Thomas Shuldham O'Halloran (25 October 1797 – 16 August 1870) was the first Police Commissioner and first Police Magistrate of South Australia.
O'Halloran was born in Berhampore on 25 October 1797 (now Baharampur) India, the second of eight sons of Major-General Sir Joseph O'Halloran, by his wife, Frances, daughter of Colonel Nicholas Bayly, M.P., and niece of Henry, 1st Earl of Uxbridge. Thomas was a grandson of Irish surgeon Sylvester O'Halloran, and brother to William Littlejohn O'Halloran.
O'Halloran entered the Royal Military College, Sandhurst (or Marlow) in 1808 and at 16 he was commissioned into the 17th Foot and sailed for India. He served in the Nepal war during the years 1814, 1815, and 1816, became lieutenant in June 1817, and served in the Deccan war during that and the following year. On 1 August 1821 he married Miss Anne Goss of Dawlish, Devonshire, who died in 1823 in Calcutta, leaving two children.

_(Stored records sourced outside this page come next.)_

PR #321, opened 2018-03-12
Two step email signin

Calum-Campbell:
- Redirect to /signin/new , signin/current  or signin/guest depending on the type of user returned from Identity API
- Issues a GU_SIGNIN_EMAIL cookies that lasts for 10 seconds on the redirect. This allows us to prepopulate the form fields on the next page

### DIFF
--- a/app/com/gu/identity/frontend/authentication/CookieService.scala
+++ b/app/com/gu/identity/frontend/authentication/CookieService.scala
@@ -63,7 +63,7 @@ object CookieService {
     Seq(PlayCookie(
       name = "GU_SIGNIN_EMAIL",
       value = email,
-      maxAge = Some(10),
+      maxAge = Some(120),
       path = "/",
       domain = Some(config.identityCookieDomain),
       secure = true,
--- a/app/com/gu/identity/frontend/authentication/CookieService.scala
+++ b/app/com/gu/identity/frontend/authentication/CookieService.scala
@@ -59,4 +59,17 @@ object CookieService {
     }
   }
 
+  def signInEmailCookies(email: String)(config: Configuration): Seq[PlayCookie] = {
+    Seq(PlayCookie(
+      name = "GU_SIGNIN_EMAIL",
+      value = email,
+      maxAge = Some(10),
+      path = "/",
+      domain = Some(config.identityCookieDomain),
+      secure = true,
+      httpOnly = false
+    )
+    )
+  }
+
 }
--- a/app/com/gu/identity/frontend/authentication/CookieService.scala
+++ b/app/com/gu/identity/frontend/authentication/CookieService.scala
@@ -63,7 +63,7 @@ object CookieService {
     Seq(PlayCookie(
       name = "GU_SIGNIN_EMAIL",
       value = email,
-      maxAge = Some(120),
+      maxAge = None,
       path = "/",
       domain = Some(config.identityCookieDomain),
       secure = true,
--- a/app/com/gu/identity/frontend/controllers/SigninAction.scala
+++ b/app/com/gu/identity/frontend/controllers/SigninAction.scala
@@ -13,6 +13,7 @@ import play.api.i18n.{I18nSupport, MessagesApi}
 import play.api.libs.concurrent.Execution.Implicits.defaultContext
 import play.api.mvc._
 import Configuration.Environment._
+import com.gu.identity.frontend.authentication.CookieService
 import com.gu.tip.Tip
 
 import scala.concurrent.Future
@@ -73,16 +74,15 @@ class SigninAction(
   }
 
   def signInWithEmail = SignInEmailServiceAction(bodyParser) {
-    emailSignInAction(
-      (url, cookies) => SeeOther(url).withCookies(cookies: _*),
-      _ => metricsActor.logSuccessfulEmailSignin()
-    )
+    emailSignInAction(successfulFirstStepResponse, _ => metricsActor.logSuccessfulEmailSignin())
   }
 
-  def emailSignInAction(successResponse: (String, Seq[Cookie]) => Result, metricsLogger: (Request[SignInActionRequestBody]) => Unit) = { implicit request: Request[SignInActionRequestBody] => {
+  def emailSignInAction(successResponse: (ReturnUrl, Seq[Cookie]) => Result, metricsLogger: (Request[SignInActionRequestBody]) => Unit) = { implicit request: Request[SignInActionRequestBody] => {
+//  def emailSignInAction() = { implicit request: Request[SignInActionRequestBody] => {
 
     val body = request.body
 
+    println(body)
     lazy val returnUrl = body.returnUrl.getOrElse(ReturnUrl.defaultForClient(config, body.clientId))
 
     val successfulReturnUrl = body.groupCode match {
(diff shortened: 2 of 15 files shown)


walaura:
can the cookie last 120 seconds instead? /signin and /reset have to pick it up too

app/com/gu/identity/frontend/controllers/SigninAction.scala
```diff
@@ -115,6 +151,10 @@ class SigninAction(
     SeeOther(successfulReturnUrl.url)
       .withCookies(cookies: _*)
 
+  def successfulFirstStepResponse(userType: String, successfulReturnUrl: ReturnUrl, cookies: Seq[Cookie]): Result =
+    SeeOther(s"/signin/${userType}?returnUrl=${java.net.URLEncoder.encode(successfulReturnUrl.url, "UTF8")}")
```
walaura: this will also need to pass clientId & possibly UTM tags :(

app/com/gu/identity/frontend/views/models/TwoStepSignInViewModel.scala
```diff
@@ -36,7 +36,7 @@ case class TwoStepSignInViewModel private(
   //TODO: use reverse signInWithEmail route
```
walaura: no need for this anymore!

app/com/gu/identity/frontend/authentication/CookieService.scala
```diff
@@ -59,4 +59,17 @@ object CookieService {
     }
   }
 
+  def signInEmailCookies(email: String)(config: Configuration): Seq[PlayCookie] = {
```
jfsoul: This is basically to avoid putting `e=<email or encoded email>`?

I'm still not sure this is better enough that it justifies the extra effort and cookie pollution.

app/com/gu/identity/frontend/controllers/SigninAction.scala
```diff
@@ -43,6 +46,13 @@ class SigninAction(
       LogOnErrorAction(logger) andThen
       CSRFCheck(csrfConfig)
 
+  val SignInEmailServiceAction =
```
jfsoul: I'm not convinced we need a new one of these if it is the same as the other(s).

app/com/gu/identity/frontend/controllers/SigninAction.scala
```diff
@@ -63,6 +73,32 @@ class SigninAction(
     signInAction(successfulSmartLockSignInResponse, _ => metricsActor.logSuccessfulSmartLockSignin())
   }
 
+  def signInWithEmail = SignInEmailServiceAction(bodyParser) {
+    emailSignInAction(successfulFirstStepResponse, _ => metricsActor.logSuccessfulEmailSignin())
+  }
+
+  def emailSignInAction(successResponse: (String, ReturnUrl, Seq[Cookie]) => Result, metricsLogger: (Request[SignInActionRequestBody]) => Unit) = { implicit request: Request[SignInActionRequestBody] => {
+
+    val body = request.body
```
jfsoul: this seems a bit superfluous

app/com/gu/identity/frontend/controllers/SigninAction.scala
```diff
@@ -63,6 +73,32 @@ class SigninAction(
...
+
+    lazy val returnUrl = body.returnUrl.getOrElse(ReturnUrl.defaultForClient(config, body.clientId))
+
+    val successfulReturnUrl = body.groupCode match {
+      case Some(validGroupCode) =>
```
jfsoul: Do we know this group code is valid (just wondering about the name)?

app/com/gu/identity/frontend/controllers/SigninAction.scala
jfsoul: import java.net.URLEncoder

app/com/gu/identity/frontend/logging/MetricsActor.scala
```diff
@@ -22,6 +23,10 @@ class MetricsLoggingActor(metricsActor: ActorRef) {
     metricsActor ! SmartLockSignIn
   }
 
+  def logSuccessfulEmailSignin() = {
+    metricsActor ! EmailSignIn
```
jfsoul: This needs to be implemented below in receive

app/com/gu/identity/service/client/IdentityClient.scala
```diff
@@ -116,4 +116,18 @@ class IdentityClient extends Logging {
       case Right(other) => Left(Seq(ClientGatewayError("Unknown response")))
     }
   }
+
+  def getUserType(request: UserTypeRequest)(implicit configuration: IdentityClientConfiguration, ec: ExecutionContext): Future[Either[IdentityClientErrors, UserTypeResponse]] = {
+    configuration.requestHandler.handleRequest(request).map {
+      case Left(error) =>
+        logger.info("Failed to get user type")
```
jfsoul: error instead of info?

app/com/gu/identity/frontend/models/SignInType.scala
```diff
@@ -7,6 +7,6 @@ object SignInType {
   def apply(signInType: String) = all.find(_.id == signInType)
 }
 
-case object ExistingUser extends SignInType("existing")
+case object ExistingUser extends SignInType("current")
 case object GuestUser extends SignInType("guest")
 case object NewUser extends SignInType("new")
```
jfsoul: can't this be taken from the identity API model? also we're sticking with this way of doing user type instead of hasPassword?

app/com/gu/identity/frontend/controllers/SigninAction.scala
Calum-Campbell: True

app/com/gu/identity/frontend/controllers/SigninAction.scala
Calum-Campbell: Its used in a few places in the method, so saves request. in a load of places?

app/com/gu/identity/frontend/logging/MetricsActor.scala
Calum-Campbell: Done

app/com/gu/identity/frontend/models/SignInType.scala
Calum-Campbell: This is what we have in the API at the moment

jfsoul: I mean literally:

`import com.gu.identity.api.model.{GuestUser, NewUser, CurrentUser}`

app/com/gu/identity/frontend/authentication/CookieService.scala
```diff
@@ -59,4 +59,17 @@ object CookieService {
...
+    Seq(PlayCookie(
+      name = "GU_SIGNIN_EMAIL",
+      value = email,
+      maxAge = Some(120),
```
jfsoul: I know this is to pass it along to further stages of the journey - but given we don't know how long people will take it really feels like this should be in a query string parameter rather than a cookie?

app/com/gu/identity/frontend/models/SignInType.scala
Calum-Campbell: Ah this is actually in the identity-api-repo not the model...

jfsoul: Let's move that - it doesn't belong in the repo since we don't store it at all!

Calum-Campbell: ok, I'll do that in the next PR if that's ok

jfsoul: ok sure

app/com/gu/identity/frontend/controllers/SigninAction.scala
```diff
@@ -63,6 +67,31 @@ class SigninAction(
     signInAction(successfulSmartLockSignInResponse, _ => metricsActor.logSuccessfulSmartLockSignin())
   }
 
+  def signInWithEmail = SignInServiceAction(bodyParser) {
+    emailSignInFirstStepAction(successfulFirstStepResponse)
```
walaura: could the naming of these methods be consistent-er?

app/com/gu/identity/frontend/controllers/SigninAction.scala
```diff
@@ -115,6 +143,12 @@ class SigninAction(
     SeeOther(successfulReturnUrl.url)
       .withCookies(cookies: _*)
 
+  def successfulFirstStepResponse(userType: String, successfulReturnUrl: ReturnUrl, cookies: Seq[Cookie], skipConfirmation: Option[Boolean], clientId: Option[ClientID], group: Option[GroupCode]): Result ={
```
walaura: maybe on a separate PR would be helpful to have a signInProperties object to hold all these random form fields such as `skipConfirmation` and `clientId` etc

public/components/two-step-signin/two-step-signin-email.hbs
```diff
@@ -6,6 +6,14 @@
     </div>
   </fieldset>
 
+  {{# group }}
```
walaura: can you move this into `components/two-step-signin/_helpers `?

app/com/gu/identity/frontend/models/SignInType.scala
Calum-Campbell: @jfsoul https://github.com/guardian/identity-frontend/pull/331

In 1822 he exchanged from the 17th to the 44th Regiment, which he joined in Calcutta in January 1823. In 1824 he was ordered with the left wing of the 44th to Chittagong, where he arrived early in June, and was appointed paymaster, quartermaster, and interpreter. On 30 October he was appointed brigade-major to Brigadier-General Dunkin, C.B., who commanded the Sylket division of the army during the Burmese war, and served on his staff until his death in Nov. 1825. He received a medal for war service in India, for Nepal and Ava.
O'Halloran transferred to the 99th Foot as a captain in 1827. He returned to England after twenty years in India in 1834. On 10 July 1834 he married Miss Jane Waring, of Newry, County Down, and retired on half-pay in October of that year. Soon afterwards he transferred to the Coldstream Guards and was on half pay until he transferred again to the 97th Foot in May 1837.
In 1838 O'Halloran retired from the army by the sale of his commission, and sailed for South Australia the same year with his wife Jane O'Halloran, their sons Thomas Joseph Shuldham O'Halloran and George Waring Wright O'Halloran and his daughter Annie Helen Lucy O'Halloran (by his first wife), in the Rajasthan, landing at Glenelg in November 1838. He established a farm, Lizard Lodge in the Adelaide suburb which now bears his name, O'Halloran Hill. He was made a J.P. in 1839. He was gazetted Major- Commandant of the South Australian Militia on 26 February 1840, and on 8 June as Commissioner of Police.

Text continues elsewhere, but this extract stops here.